## [Action item]
Scan the listing below. Return every line containing the string "build".

## [The data]
########
Issue #30, opened 2015-03-17
relax the go version check make


mapuri:
This issue arises from PRs #17 and #29 .

Current test environment requires a strict go version match between dev (host) and test (vm) environment. This check is too strict and places unnecessary restriction on dev environment that have go ver >=1.4 .  Need to find a better way to address this.

PR #144, opened 2015-09-02
scripts/checks: adjust to ensure go 1.4.2 is in use

erikh:
Signed-off-by: Erik Hollensbe <erik+github@hollensbe.org>

### DIFF
--- a/Makefile
+++ b/Makefile
@@ -87,12 +87,12 @@ unit-test-centos: stop clean
 system-test: system-test-singlehost system-test-multihost
 
 # the `make stop` here and below are necessary because build leaves around a VM (intentionally)
-system-test-singlehost: stop clean
+system-test-singlehost: stop clean checks
 	make build stop
 	godep go test -v --timeout 30m -run "sanity" \
 					   github.com/contiv/netplugin/systemtests/singlehost
 
-system-test-multihost: stop clean
+system-test-multihost: stop clean checks build
 	make build stop
 	godep go test -v --timeout 80m -run "sanity" \
 					   github.com/contiv/netplugin/systemtests/twohosts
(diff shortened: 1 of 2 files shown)


mapuri:
@erikh 

Thinking more this change in itself might not actually work as the `checks` get triggered as part of build which happens inside the vm, so I think they will always succeed. May be we will need to add `checks` as part of `systemtest` target?
Other than that the change looks good.

++++++
And now some ranting ;)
########
## [Your response]
 # the `make stop` here and below are necessary because build leaves around a VM (intentionally)
 	make build stop
+system-test-multihost: stop clean checks build
 	make build stop
Thinking more this change in itself might not actually work as the `checks` get triggered as part of build which happens inside the vm, so I think they will always succeed. May be we will need to add `checks` as part of `systemtest` target?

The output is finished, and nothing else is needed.